Data in this exercise START

PR #995, opened 2021-01-20
chezmoi2: Fix terminal prompt on Windows

zb140:
* Make sure the new terminal has a Writer and a Reader


zb140:
Oops, I didn't see this was already taken care of in #993 before submitting it.

PR #996, opened 2021-01-20
chezmoi2: Update the edit testscript for Windows

zb140:
* Also add some script tests


twpayne:
Brilliant, thank you!

PR #1008, opened 2021-01-24
Fix: Repair devcontainer file

JustinGrote:
Fixes the devcontainer and removes unnecessary items


twpayne:
Thanks for this. At the moment this PR breaks a few things:

1. GitHub Codespaces's support for umask is not correct, which in turn causes chezmoi's tests to fail. A workaround is needed, and this PR removes some of those workaround steps (notably installing the `acl` package). See [this thread](https://github.community/t/bug-umask-does-not-seem-to-be-respected/129638) for background information. Note that the ACL fix needs to be applied to the temporary directory where chezmoi creates its temporary test filesysystems, it's not sufficient to apply the fix to the current directory only.
2. The PR removes the installation of a few VSCode plugins helpful to developers.

I've been holding off supporting CodeSpaces properly until GitHub fix point 1.

JustinGrote:
@twpayne I didn't remove any of the extensions, they are still there.
image

and I didn't remove the acl
image


Maybe double-check the diff for the devcontainer dockerfile?
https://github.com/twpayne/chezmoi/pull/1008/files#diff-13bd9d7a30bf46656bc81f1ad5b908a627f9247be3f7d76df862b0578b534fc6

twpayne:
My apologies @JustinGrote - you're right and I was wrong - the extensions and acl package installation are still there. Sorry about that.

PR #4077, opened 2024-11-10
chore: Upload cache only from test jobs

KapJI:
## Changes
- Upload caches from test jobs allows to run tests faster even if source code changes.
- Create custom composite action to deduplicate caching code.
- Switch macos jobs to the latest `macos-15`. They can share the same cache entry now, so this saves one cache entry.
- Swich `test-ubuntu` jobs to `ubuntu-22.04`. Using old glibc only makes sense for release jobs. Using the same ubuntu version as for all other jobs allows sharing cache more effectively.
- Update name for `test-ubuntu-umask0xx` job.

Data in this exercise END

• **What to work on**
The response has to match the data exactly, line for line.

• **Answer section**
PR #995, opened 2021-01-20
chezmoi2: Fix terminal prompt on Windows

zb140:
* Make sure the new terminal has a Writer and a Reader


zb140:
Oops, I didn't see this was already taken care of in #993 before submitting it.

PR #996, opened 2021-01-20
chezmoi2: Update the edit testscript for Windows

zb140:
* Also add some script tests


twpayne:
Brilliant, thank you!

PR #1008, opened 2021-01-24
Fix: Repair devcontainer file

JustinGrote:
Fixes the devcontainer and removes unnecessary items


twpayne:
Thanks for this. At the moment this PR breaks a few things:

1. GitHub Codespaces's support for umask is not correct, which in turn causes chezmoi's tests to fail. A workaround is needed, and this PR removes some of those workaround steps (notably installing the `acl` package). See [this thread](https://github.community/t/bug-umask-does-not-seem-to-be-respected/129638) for background information. Note that the ACL fix needs to be applied to the temporary directory where chezmoi creates its temporary test filesysystems, it's not sufficient to apply the fix to the current directory only.
2. The PR removes the installation of a few VSCode plugins helpful to developers.

I've been holding off supporting CodeSpaces properly until GitHub fix point 1.

JustinGrote:
@twpayne I didn't remove any of the extensions, they are still there.
image

and I didn't remove the acl
image


Maybe double-check the diff for the devcontainer dockerfile?
https://github.com/twpayne/chezmoi/pull/1008/files#diff-13bd9d7a30bf46656bc81f1ad5b908a627f9247be3f7d76df862b0578b534fc6

twpayne:
My apologies @JustinGrote - you're right and I was wrong - the extensions and acl package installation are still there. Sorry about that.

PR #4077, opened 2024-11-10
chore: Upload cache only from test jobs

KapJI:
## Changes
- Upload caches from test jobs allows to run tests faster even if source code changes.
- Create custom composite action to deduplicate caching code.
- Switch macos jobs to the latest `macos-15`. They can share the same cache entry now, so this saves one cache entry.
- Swich `test-ubuntu` jobs to `ubuntu-22.04`. Using old glibc only makes sense for release jobs. Using the same ubuntu version as for all other jobs allows sharing cache more effectively.
- Update name for `test-ubuntu-umask0xx` job.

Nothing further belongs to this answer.